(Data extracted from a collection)
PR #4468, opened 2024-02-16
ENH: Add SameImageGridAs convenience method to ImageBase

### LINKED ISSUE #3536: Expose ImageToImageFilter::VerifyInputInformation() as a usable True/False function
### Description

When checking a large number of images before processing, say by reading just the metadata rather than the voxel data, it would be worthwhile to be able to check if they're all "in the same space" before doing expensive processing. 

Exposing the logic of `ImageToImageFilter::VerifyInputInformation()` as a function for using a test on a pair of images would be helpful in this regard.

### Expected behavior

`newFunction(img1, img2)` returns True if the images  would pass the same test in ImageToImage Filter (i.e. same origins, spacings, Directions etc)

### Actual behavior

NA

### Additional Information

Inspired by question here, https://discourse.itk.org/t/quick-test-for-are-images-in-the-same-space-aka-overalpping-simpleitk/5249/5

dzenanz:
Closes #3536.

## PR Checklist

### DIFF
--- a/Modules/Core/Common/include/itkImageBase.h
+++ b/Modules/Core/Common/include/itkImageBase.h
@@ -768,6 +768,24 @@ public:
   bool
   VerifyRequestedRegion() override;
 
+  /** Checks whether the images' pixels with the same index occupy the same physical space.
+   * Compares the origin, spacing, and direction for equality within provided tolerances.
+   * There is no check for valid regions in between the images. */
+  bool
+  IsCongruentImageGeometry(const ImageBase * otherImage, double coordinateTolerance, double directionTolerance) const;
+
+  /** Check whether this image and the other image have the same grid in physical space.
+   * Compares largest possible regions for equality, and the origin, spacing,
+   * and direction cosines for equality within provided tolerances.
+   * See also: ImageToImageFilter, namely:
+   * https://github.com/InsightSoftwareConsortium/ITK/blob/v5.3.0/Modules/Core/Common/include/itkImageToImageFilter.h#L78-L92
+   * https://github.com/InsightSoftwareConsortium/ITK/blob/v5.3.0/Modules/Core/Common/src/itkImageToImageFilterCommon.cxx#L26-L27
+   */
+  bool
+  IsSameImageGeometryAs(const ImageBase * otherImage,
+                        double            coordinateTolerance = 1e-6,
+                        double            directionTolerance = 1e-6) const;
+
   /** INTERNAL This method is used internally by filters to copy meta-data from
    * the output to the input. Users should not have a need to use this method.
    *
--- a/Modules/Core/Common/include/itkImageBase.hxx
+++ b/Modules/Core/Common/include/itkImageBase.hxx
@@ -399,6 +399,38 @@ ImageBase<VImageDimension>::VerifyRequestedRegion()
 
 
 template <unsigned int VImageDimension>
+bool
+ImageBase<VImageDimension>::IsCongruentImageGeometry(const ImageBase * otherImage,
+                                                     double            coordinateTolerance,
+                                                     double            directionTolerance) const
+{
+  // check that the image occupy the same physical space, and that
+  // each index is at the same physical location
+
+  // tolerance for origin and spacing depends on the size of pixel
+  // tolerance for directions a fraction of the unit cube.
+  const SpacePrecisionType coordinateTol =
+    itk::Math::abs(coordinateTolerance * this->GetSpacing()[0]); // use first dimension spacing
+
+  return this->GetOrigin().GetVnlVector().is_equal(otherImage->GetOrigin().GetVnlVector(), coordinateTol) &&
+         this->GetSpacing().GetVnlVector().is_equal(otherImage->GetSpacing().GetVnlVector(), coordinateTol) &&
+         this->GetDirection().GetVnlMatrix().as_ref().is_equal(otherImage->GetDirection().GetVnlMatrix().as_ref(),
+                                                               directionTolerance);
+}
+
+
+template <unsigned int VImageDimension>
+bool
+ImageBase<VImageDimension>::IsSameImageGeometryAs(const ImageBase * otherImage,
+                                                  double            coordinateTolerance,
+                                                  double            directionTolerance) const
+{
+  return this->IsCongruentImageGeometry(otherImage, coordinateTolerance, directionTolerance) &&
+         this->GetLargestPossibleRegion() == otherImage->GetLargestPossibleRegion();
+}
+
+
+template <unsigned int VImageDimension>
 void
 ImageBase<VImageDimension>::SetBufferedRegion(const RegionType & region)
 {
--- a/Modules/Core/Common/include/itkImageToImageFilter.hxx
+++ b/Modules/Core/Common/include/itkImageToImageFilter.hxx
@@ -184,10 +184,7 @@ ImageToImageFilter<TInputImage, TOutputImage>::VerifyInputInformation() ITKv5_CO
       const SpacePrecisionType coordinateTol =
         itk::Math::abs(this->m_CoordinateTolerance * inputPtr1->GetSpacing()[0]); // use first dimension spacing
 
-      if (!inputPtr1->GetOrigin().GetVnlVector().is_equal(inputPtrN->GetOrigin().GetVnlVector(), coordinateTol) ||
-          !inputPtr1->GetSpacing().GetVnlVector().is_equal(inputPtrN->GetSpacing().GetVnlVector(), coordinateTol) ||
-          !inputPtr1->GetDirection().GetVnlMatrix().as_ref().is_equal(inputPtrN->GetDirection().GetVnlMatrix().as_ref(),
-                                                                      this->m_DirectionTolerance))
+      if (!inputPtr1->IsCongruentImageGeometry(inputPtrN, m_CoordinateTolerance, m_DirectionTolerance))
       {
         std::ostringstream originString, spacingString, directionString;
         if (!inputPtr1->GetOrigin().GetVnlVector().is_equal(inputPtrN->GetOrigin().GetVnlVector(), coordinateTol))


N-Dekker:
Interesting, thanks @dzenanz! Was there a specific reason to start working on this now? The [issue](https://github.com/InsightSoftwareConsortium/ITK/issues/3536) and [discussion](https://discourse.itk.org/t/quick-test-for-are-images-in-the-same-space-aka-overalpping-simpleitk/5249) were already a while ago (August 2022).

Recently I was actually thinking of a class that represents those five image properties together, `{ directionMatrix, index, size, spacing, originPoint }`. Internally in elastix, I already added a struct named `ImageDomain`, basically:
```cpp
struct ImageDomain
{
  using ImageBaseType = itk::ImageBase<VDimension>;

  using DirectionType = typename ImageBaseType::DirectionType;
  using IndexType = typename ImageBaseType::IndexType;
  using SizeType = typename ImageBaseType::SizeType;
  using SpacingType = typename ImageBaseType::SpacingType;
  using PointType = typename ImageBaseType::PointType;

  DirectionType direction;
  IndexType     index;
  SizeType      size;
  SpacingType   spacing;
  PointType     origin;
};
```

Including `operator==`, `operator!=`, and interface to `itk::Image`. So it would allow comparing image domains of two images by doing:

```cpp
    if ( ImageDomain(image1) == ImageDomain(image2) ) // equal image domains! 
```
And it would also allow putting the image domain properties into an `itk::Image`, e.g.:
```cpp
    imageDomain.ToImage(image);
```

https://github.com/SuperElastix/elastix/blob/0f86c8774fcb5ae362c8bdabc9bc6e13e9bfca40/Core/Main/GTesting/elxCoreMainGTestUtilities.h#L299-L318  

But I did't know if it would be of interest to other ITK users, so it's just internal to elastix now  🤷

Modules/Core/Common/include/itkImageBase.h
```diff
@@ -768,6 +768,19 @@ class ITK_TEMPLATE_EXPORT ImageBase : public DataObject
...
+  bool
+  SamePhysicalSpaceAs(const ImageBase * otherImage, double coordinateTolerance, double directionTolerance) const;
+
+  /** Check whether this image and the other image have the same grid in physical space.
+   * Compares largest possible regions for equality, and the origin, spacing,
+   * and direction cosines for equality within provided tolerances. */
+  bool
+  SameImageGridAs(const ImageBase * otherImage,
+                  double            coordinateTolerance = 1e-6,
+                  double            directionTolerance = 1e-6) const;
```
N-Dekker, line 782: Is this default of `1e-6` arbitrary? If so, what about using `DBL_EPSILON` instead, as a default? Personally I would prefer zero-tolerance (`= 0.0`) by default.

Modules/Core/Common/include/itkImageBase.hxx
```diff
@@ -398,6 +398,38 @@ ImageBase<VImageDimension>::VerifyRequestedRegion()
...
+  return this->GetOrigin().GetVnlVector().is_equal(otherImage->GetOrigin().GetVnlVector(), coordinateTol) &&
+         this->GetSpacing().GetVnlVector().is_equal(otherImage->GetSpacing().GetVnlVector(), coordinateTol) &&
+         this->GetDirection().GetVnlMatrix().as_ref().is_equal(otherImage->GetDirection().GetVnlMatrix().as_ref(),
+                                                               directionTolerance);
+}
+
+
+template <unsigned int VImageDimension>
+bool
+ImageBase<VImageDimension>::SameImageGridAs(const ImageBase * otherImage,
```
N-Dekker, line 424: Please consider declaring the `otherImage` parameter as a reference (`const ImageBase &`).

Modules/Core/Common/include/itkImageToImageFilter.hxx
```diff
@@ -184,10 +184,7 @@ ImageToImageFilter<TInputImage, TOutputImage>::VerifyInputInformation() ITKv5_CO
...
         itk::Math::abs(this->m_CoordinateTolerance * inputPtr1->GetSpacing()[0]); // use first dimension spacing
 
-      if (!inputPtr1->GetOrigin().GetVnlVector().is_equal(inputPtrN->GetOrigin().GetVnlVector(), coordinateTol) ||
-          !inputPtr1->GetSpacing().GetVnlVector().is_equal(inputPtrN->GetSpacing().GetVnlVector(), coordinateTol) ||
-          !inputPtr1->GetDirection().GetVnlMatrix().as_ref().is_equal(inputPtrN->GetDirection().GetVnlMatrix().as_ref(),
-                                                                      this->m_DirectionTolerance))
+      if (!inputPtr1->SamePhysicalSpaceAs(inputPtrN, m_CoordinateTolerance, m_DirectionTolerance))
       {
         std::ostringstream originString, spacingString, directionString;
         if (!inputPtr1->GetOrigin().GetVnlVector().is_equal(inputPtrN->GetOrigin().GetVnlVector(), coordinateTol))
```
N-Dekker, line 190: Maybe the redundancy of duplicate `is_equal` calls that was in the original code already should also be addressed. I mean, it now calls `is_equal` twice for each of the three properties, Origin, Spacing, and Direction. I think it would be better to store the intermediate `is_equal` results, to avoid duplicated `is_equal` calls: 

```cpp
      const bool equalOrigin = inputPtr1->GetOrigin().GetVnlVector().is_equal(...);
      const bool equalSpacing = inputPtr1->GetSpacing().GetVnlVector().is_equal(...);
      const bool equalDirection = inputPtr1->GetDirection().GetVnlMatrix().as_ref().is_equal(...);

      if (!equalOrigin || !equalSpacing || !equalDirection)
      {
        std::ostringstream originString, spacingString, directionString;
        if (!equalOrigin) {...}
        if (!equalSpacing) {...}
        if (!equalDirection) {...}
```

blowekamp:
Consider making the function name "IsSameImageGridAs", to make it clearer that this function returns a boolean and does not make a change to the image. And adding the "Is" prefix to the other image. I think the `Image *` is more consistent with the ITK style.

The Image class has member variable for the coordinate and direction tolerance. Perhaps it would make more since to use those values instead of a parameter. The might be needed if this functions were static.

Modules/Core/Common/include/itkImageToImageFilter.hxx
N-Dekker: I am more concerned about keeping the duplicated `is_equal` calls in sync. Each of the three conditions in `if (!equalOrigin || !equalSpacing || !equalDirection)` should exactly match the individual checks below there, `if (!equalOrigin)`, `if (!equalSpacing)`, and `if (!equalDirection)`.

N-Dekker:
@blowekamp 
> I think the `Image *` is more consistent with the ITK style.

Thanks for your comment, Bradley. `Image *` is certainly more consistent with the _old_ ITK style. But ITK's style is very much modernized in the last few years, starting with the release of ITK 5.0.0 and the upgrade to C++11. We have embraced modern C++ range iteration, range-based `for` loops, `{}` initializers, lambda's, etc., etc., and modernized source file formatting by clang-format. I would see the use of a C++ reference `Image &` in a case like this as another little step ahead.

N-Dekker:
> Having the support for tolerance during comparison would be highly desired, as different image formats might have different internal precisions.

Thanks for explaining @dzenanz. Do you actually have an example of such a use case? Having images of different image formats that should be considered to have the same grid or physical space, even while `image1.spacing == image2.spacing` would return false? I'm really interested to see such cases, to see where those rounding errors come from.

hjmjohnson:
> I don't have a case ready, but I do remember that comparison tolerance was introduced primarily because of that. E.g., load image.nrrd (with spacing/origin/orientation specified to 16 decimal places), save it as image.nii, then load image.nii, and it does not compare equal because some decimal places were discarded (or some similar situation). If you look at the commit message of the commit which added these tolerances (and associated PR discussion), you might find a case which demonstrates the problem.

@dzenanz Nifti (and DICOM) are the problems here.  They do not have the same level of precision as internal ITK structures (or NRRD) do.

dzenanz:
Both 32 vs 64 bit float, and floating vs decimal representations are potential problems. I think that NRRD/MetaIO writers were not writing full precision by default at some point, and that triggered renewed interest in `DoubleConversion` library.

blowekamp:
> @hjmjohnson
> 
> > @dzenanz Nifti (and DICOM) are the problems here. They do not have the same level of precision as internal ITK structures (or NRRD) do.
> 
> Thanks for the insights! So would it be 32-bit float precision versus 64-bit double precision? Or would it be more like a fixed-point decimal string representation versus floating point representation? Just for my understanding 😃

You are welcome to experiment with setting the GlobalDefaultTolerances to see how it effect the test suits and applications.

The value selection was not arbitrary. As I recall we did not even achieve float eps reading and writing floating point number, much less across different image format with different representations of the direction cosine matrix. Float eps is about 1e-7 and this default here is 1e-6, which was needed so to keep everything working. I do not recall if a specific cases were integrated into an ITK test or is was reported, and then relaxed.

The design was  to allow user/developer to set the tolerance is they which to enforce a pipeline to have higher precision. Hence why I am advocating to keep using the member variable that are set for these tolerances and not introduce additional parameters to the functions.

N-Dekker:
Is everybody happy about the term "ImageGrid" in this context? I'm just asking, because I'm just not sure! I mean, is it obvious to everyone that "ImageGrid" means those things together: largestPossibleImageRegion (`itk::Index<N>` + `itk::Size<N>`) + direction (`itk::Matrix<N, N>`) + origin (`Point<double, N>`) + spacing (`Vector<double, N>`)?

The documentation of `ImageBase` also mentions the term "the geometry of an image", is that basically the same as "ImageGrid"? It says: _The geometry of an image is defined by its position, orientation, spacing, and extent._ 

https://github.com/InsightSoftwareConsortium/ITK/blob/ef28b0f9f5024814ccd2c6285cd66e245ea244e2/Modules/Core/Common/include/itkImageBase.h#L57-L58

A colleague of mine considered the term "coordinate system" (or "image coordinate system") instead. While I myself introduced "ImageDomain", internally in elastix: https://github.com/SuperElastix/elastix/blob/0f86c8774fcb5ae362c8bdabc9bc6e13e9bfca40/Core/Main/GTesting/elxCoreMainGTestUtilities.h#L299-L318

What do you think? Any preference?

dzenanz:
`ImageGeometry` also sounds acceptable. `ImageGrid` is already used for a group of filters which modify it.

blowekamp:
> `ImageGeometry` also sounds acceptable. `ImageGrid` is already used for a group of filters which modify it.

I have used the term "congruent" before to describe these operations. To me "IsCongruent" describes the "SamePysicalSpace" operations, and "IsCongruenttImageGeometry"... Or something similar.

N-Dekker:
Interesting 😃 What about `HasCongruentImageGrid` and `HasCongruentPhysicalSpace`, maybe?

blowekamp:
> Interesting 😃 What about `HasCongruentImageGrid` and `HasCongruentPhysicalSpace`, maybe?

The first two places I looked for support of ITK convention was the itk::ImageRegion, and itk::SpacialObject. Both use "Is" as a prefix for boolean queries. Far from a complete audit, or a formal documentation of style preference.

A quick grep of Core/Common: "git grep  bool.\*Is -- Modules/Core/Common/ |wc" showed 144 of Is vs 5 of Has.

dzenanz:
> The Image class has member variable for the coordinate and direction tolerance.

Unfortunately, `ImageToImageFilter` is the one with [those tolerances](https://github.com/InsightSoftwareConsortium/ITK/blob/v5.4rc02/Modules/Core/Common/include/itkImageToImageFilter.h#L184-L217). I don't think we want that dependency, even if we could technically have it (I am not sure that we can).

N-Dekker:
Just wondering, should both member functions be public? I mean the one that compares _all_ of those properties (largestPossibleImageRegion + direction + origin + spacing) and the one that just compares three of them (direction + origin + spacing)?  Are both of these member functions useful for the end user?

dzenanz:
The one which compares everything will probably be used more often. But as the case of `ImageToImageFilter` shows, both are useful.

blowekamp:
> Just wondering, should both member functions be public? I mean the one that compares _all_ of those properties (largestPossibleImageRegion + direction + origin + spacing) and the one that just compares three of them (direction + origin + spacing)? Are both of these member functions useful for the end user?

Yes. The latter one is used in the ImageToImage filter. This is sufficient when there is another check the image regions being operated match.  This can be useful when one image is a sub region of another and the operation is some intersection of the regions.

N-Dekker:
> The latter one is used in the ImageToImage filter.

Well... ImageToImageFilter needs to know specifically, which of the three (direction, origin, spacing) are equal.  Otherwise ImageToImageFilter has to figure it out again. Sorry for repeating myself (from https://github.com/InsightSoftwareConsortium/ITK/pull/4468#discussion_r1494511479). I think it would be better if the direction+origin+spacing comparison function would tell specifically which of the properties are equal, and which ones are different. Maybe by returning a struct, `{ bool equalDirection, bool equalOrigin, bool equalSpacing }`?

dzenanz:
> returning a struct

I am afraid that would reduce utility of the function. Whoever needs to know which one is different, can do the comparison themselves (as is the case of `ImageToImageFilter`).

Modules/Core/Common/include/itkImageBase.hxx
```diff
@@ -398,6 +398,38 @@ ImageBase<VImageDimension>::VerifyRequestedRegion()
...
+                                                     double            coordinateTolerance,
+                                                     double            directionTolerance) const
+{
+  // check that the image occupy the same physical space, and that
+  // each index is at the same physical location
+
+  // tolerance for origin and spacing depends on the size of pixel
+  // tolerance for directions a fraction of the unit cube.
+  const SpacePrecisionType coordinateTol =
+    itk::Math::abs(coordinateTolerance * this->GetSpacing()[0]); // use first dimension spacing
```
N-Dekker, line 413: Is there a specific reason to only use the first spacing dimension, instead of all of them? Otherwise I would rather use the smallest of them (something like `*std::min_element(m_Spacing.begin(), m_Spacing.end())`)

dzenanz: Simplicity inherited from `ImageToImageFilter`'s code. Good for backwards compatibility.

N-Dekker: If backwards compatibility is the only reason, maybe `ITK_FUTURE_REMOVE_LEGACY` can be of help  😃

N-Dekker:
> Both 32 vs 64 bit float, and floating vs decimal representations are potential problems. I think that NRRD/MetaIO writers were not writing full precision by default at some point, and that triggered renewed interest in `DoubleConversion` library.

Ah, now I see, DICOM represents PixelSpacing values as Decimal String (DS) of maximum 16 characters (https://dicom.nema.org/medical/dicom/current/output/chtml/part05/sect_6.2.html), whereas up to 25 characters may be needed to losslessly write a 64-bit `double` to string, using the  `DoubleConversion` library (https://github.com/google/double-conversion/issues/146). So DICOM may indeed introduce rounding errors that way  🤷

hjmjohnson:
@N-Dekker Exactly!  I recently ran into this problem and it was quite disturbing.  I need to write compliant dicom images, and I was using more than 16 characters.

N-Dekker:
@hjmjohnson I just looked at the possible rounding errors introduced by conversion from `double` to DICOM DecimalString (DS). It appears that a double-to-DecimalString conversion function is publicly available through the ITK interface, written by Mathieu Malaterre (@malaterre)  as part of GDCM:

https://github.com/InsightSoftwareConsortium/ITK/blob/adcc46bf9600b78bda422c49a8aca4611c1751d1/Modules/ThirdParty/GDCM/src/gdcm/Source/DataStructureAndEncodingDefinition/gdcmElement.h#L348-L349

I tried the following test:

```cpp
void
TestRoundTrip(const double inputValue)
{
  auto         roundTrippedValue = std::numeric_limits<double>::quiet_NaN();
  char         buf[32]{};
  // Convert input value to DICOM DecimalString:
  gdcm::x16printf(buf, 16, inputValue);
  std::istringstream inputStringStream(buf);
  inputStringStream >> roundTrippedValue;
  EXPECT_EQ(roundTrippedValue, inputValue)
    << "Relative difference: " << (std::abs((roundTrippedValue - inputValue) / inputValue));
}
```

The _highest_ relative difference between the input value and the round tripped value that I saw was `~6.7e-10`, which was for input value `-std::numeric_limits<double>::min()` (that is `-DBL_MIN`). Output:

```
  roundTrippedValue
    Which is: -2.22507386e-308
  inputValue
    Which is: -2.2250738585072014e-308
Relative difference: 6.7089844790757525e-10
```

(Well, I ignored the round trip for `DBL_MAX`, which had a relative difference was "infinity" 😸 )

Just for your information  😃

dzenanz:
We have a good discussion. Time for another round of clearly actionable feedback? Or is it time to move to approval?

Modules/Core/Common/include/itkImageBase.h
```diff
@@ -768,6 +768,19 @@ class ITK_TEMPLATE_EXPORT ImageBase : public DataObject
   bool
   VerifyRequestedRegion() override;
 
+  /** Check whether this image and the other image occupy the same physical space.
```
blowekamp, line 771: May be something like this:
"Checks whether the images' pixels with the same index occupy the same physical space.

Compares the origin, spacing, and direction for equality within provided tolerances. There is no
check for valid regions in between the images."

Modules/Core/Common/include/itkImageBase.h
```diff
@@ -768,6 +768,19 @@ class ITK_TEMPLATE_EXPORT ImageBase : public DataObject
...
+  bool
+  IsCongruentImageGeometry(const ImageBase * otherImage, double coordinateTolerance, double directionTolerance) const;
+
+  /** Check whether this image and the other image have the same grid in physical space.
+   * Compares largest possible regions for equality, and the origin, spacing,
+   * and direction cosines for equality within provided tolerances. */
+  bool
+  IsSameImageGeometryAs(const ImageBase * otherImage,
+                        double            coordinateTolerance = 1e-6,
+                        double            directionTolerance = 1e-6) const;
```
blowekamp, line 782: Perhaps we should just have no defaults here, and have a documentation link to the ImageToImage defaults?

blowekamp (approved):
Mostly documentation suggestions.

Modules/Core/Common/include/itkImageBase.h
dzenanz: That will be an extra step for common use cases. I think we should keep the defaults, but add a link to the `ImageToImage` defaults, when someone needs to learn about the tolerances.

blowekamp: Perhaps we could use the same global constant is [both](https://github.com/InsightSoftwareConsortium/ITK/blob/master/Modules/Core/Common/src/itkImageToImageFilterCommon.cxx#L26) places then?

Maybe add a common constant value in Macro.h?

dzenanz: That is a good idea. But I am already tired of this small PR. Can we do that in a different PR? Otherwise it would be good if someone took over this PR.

◆ **ACTIVITY**: Read the entries and select each line where the word "duplicated" is found.

◆ **SOLUTION FOR THIS TASK**:
N-Dekker, line 190: Maybe the redundancy of duplicate `is_equal` calls that was in the original code already should also be addressed. I mean, it now calls `is_equal` twice for each of the three properties, Origin, Spacing, and Direction. I think it would be better to store the intermediate `is_equal` results, to avoid duplicated `is_equal` calls: 
N-Dekker: I am more concerned about keeping the duplicated `is_equal` calls in sync. Each of the three conditions in `if (!equalOrigin || !equalSpacing || !equalDirection)` should exactly match the individual checks below there, `if (!equalOrigin)`, `if (!equalSpacing)`, and `if (!equalDirection)`.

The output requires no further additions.